Une rencontre écologiquement irresponsable et sportivement inepte, face à l’un des meilleurs représentants du football disneylando-émirati. Même si le manque de trophées nous a fait connecter à Ligue 1 Plus comme un gros junkie, c’est plutôt détendu du slip que nous avons abordé ce Trophée des Champions : qu’on le gagne, et l’on pourra savourer notre dépucelage palmaressique, qui comme tout dépucelage, implique de ne pas être trop regardant sur la conquête ; qu’on le perde, et la face du club ne devrait pas trop en être changée.

Ce détachement nous a permis de trouver ce match étrangement plaisant, une sorte d’affiche de niveau Ligue des Champions avec l’enjeu d’une kermesse de foyer rural. L’ouverture du score encaissée de manière particulièrement débile est allée jusqu’à nous faire sourire, la réponse olympienne a été appréciée à sa juste valeur, et même l’égalisation de la 95e, face à un PSG coutumier du fait, a été ravalée au rang de simple péripétie. À moins que ma famille n’ait coupé au Tranxène ma bière de match, ce stoïcisme sans faille devant les aléas de la vie représente dans cette soirée une victoire personnelle dont je ne suis pas peu fier.

Sérénité nirvanesque, donc, malgré la ginolisation du match par Jean-Bite et nos brêles de défenseurs. Flegme quasi-britannique, au moment de voir nos empaffés, prétendus « cadres de l’équipe » en tête, laisser les seconds couteaux saloper comme rarement la séance de tirs au but. Impassibilité marmoréenne, au moment de souhaiter à ces connards de subir la méthode de « déconstipation traditionnelle asiatique » telle que rapportée dans cet excellent article médical : l’insertion d’anguilles vivantes dans le cul avec supplément perforations rectales et intestinales (l’article est ici, photos incluses).

Même en jouant pour la queue du Mickey ils arrivent à me crisper, ces connards.


Les Longorious Basterds

Rulli
Pavard – Balerdi– Medina
Weah (Murillo, 77e) – Højbjerg Kondogbia– Emerson
Greenwood (honte à nous, O’Riley, 92e)– Gouiri (Aubameyang, 67e) – Paixão (Traoré, 67e)

Le 343 c’est vilain, mais après tout cela avait fonctionné quand nous étions jeunes, quand nous étions fous, et que nous gagnions contre le PSG. Après leurs pitreries contre Nantes, Vermeeren et Nadir sont suspendus, Balerdi s’est remis de sa castapiane, et Gouiri redevient titulaire en attaque.


Le match

Phénomène amusant, depuis le début de la saison l’OM se montre absolument nul sur corner, sauf contre le PSG. Cette phase de jeu nous avait déjà procuré la victoire il y a quelques mois, et seul un arrêt-réflexe du gardien empêche Balerdi de récidiver. L’OM provoque, se procure plein de coups de pied de coin et, sur lesdits corners, met systématiquement la défense en difficulté.
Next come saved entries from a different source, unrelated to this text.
PR #311, opened 2018-05-09
Add thread timestamp to message event

pa3ng:
Status: **POST REVIEW CHANGES DONE**

- Added the `thread_ts` field to the`MessageEvent` struct for being able to reply to threads (docs: https://api.slack.com/docs/message-threading)

- Updated the token verification error message to be more informative.

PR #328, opened 2018-06-05
Add ThreadTimeStamp to MessageEvent

ruudk:


pa3ng:
@ruudk I think this is a duplicate of PR #311

ruudk:
You're right, sorry!

PR #329, opened 2018-06-05
Add Hidden to MessageEvent

ruudk:


slackevents/inner_events.go
```diff
@@ -67,6 +67,7 @@ type MessageEvent struct {
 	Channel        string      `json:"channel"`
 	ChannelType    string      `json:"channel_type"`
 	EventTimeStamp json.Number `json:"event_ts"`
+	Hidden         bool        `json:"hidden"`
```
whithajess, line 70: Its worth adding this in line with what is over here: https://github.com/nlopes/slack/blob/master/messages.go#L39

whithajess (changes requested):

slackevents/inner_events.go
ruudk: Actually, it would make more sense if we used the same Msg struct.

PR #330, opened 2018-06-08
Add support for godep

kei-yamazaki:
Thank you for providing a nice library!

I believe that adding support for godep will make development easier.


kei-yamazaki:
[slack-test imports](https://github.com/lusis/slack-test/blob/3c758769bfa68068b76a8a65a26baee9c5a7391f/types.go#L9) `nlopes/slack's` WebResponse, but this has been reverted with [this commit](https://github.com/nlopes/slack/commit/8e0186d9e989fd22319f9c5dcec949092305a6c8).
`lusis/slack-test` and `nlopes/slack` are a bit difficult as they are circular references.

kei-yamazaki:
I reverted https://github.com/nlopes/slack/commit/8e0186d9e989fd22319f9c5dcec949092305a6c8.
It may be necessary to discuss whether this commit is really necessary.

james-lawrence:
Its not necessary in the strictness sense. but this will not be accepted with it reverted.

Both SlackResponse/WebResponse were serving the same purpose in this package and both were exported (unfortunately) so different packages are relying on different names. We arbitrarily settled on SlackResponse as WebResponse was too general a name.

I suggest a PR to slacktest to update its usage.

james-lawrence:
in the mean time, you can just ignore slacktest from deps as its a testing only dependency.

kei-yamazaki:
Thank you for your response. understood.
I ignored the slack-test according to your idea.

PR #346, opened 2018-06-26
Feat: add some helper to Info, like GetFooByName

flw-cn:
Feat: add some useful helper to Info, like GetFooByName

+ add GetChannelByName(channelName string) *Channel
+ add GetGroupByName(groupName string) *Group
+ add GetUserByName(userName string) []*User

re-implement these function for speedup:

* GetUserByID(userID string) *User
* GetGroupByID(groupID string) *Group
* GetIMByID(imID string) *IM
* GetBotByID(botID string) *Bot
* GetChannelByID(channelID string) *Channel

### DIFF
--- a/info.go
+++ b/info.go
@@ -144,14 +144,23 @@ type Icons struct {
 // Info contains various details about Users, Channels, Bots and the authenticated user.
 // It is returned by StartRTM or included in the "ConnectedEvent" RTM event.
 type Info struct {
-	URL      string       `json:"url,omitempty"`
-	User     *UserDetails `json:"self,omitempty"`
-	Team     *Team        `json:"team,omitempty"`
-	Users    []User       `json:"users,omitempty"`
-	Channels []Channel    `json:"channels,omitempty"`
-	Groups   []Group      `json:"groups,omitempty"`
-	Bots     []Bot        `json:"bots,omitempty"`
-	IMs      []IM         `json:"ims,omitempty"`
+	URL        string              `json:"url,omitempty"`
+	User       *UserDetails        `json:"self,omitempty"`
+	Team       *Team               `json:"team,omitempty"`
+	Users      []User              `json:"users,omitempty"`
+	Channels   []Channel           `json:"channels,omitempty"`
+	Groups     []Group             `json:"groups,omitempty"`
+	Bots       []Bot               `json:"bots,omitempty"`
+	IMs        []IM                `json:"ims,omitempty"`
+	id2user    map[string]*User    // used for locate user by id
+	name2user  map[string][]*User  // used for locate user by name
+	id2bot     map[string]*Bot     // used for locate bot by id
+	name2bot   map[string][]*Bot   // used for locate bot by name
+	id2chan    map[string]*Channel // used for locate channel by id
+	name2chan  map[string]*Channel // used for locate channel by name
+	id2group   map[string]*Group   // used for locate group by id
+	name2group map[string]*Group   // used for locate group by name
+	id2im      map[string]*IM      // used for locate IM by id
 }
 
 type infoResponseFull struct {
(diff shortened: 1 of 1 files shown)


james-lawrence:
very unlikely to merge this.

these can all by implemented using a Reduce function for the different structures and is far less complicated and more flexible. ~ 10 lines of code per type.

I also believe slack has methods for some of these to retrieve values by a name.

flw-cn:
@james-lawrence Thank you for your reply. But I still have some questions.

> these can all by implemented using a Reduce function for the different structures and is far less complicated and more flexible. ~ 10 lines of code per type.

I don't quite understand what you mean, can you tell me what is better?

> I also believe slack has methods for some of these to retrieve values by a name.

Which method can do this?

james-lawrence:
@flw-cn I stand corrected, I was thinking of the https://api.slack.com/methods/users.lookupByEmail which is not lookup by username.


regarding the reduce functionality here is an example of a before (your code) and what I am suggesting:
```golang
// GetUserByName retrieves user(maybe more than one) information by user name
func (info *Info) GetUserByName(userName string) []*User {
	if info.name2user == nil {
		info.name2user = make(map[string][]*User, 32)
	} else if list := info.name2user[userName]; list != nil {
		return list
	}

	for i, user := range info.Users {
		info.name2user[user.Name] = append(info.name2user[user.Name], &info.Users[i])
	}

	return info.name2user[userName]
}
```

```golang
SelectUsersBy(users []User, pred func(User) bool) (results []User) {
  for _, u := range users {
    if pred(u) {
      results = append(results, u)
    }
  }
  return results
}

filtered := SelectUserBy(info.Users, UserByName("foobar"))
```

the map you're creating is pretty memory intensive for larger teams and Info is being deprecated by slack because its costly to build. creating this cache should be left up to the users of the library to decide if they want that sort of behavior.

flw-cn:
@james-lawrence Thank you for your patience!

I am beginning to agree with you a bit, that is, if the library is considered to be a simple Slack API, then indeed possible to put that extra works on the user side.

As we discussed, the Slack API does not provide `users.lookupByName`, `channels.lookupByName` and `groups.lookupByName`, so the library user has no choice but to send a message via `slack.Client.SendMessage("CABCDEFGH", ...)` instead of `slack.Client.SendMessage("#topic", ...)`. `user` and `group` are similar to that.

So let's stand on the user's side, what is the easiest way to send a channel message? 

Worse, we can't get a channel ID from Slack UI simply. So we must store that maps by myself. This means that we must wrap another layer base on the Slack API, which goes against the principle of out of the box.

I admit that my code doesn't look so neat, and the naming is a bit ugly, but it solves the problem and makes it easy for users to send and logging messages.

As for the memory waste you mentioned, because I use pointers instead of replicas, the added maps should not consume too much memory.

On the other hand, because of the existence of the maps, the time wasted by `for range` is reduced, so there is a saving in time. This is also in line with the principle of used space to exchange time.

Is this any propose to improve it and leading it possible to merge into the repository? I hope to hear from you.

james-lawrence:
I hear you, but you're trying to solve a user experience issue in the library. which is basically a no-go.

At the end of the day you're still going to be required to fetch the list of channels in order to display which options are available to the user, or rely on the user to provide the channel name in which case you're going to need to fetch the channels to lookup the ID.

Comme il faut bien reconnaître que ces parisiens, depuis qu’ils ont un entraîneur qui les fait ressembler à une équipe, sont franchement pas dégueu, on assiste ainsi à un match vif et plaisant, d’autant que la tiédeur de l’enjeu et la mollesse du stade ôtent à la tension habituelle.

Face à un adversaire qui joue, et qui par conséquent ne se préoccupe guère de laisser des espaces, l’OM se fait clairement plus plaisir que devant les blocquéquipes de ligue 1. Sur le plan défensif, en revanche, c’est toujours pareil que l’on joue contre Nantes, le PSG, et sans doute aussi Bayeux mardi : à tout moment ça peut devenir Pinder. Soucieux d’appuyer ses premières relances, Rulli envoie en guise de passe une sacoche dans le bide de Medina. Malgré le mauvais contrôle qui s’ensuit, Facundo réussit à écarter le danger, et c’est ici que l’OM innove : des buts encaissés sur des coups de vier défensifs, on peut en citer des pelletées ; mais le DOUBLE VIER défensif, voici ce qui s’appelle une figure de style. Qu’est-ce qu’un double-vier défensif, me direz-vous ? Eh bien c’est quand l’OM commet une énorme cagade, la rattrape par miracle et, dans la touche de balle qui suit, commet une nouvelle cagade qui finit par l’anéantir. Dans le cas présent c’est Paixão qui, au lieu de sacocher n’importe où le temps que tout le monde reprenne ses esprits, relance plein axe droit sur Vitinha alors que notre défense n’est pas replacée. En une touche, le Parisien lance Dembelé qui n’a plus qu’à lober Rulli une main dans le slip (0-1, 14e).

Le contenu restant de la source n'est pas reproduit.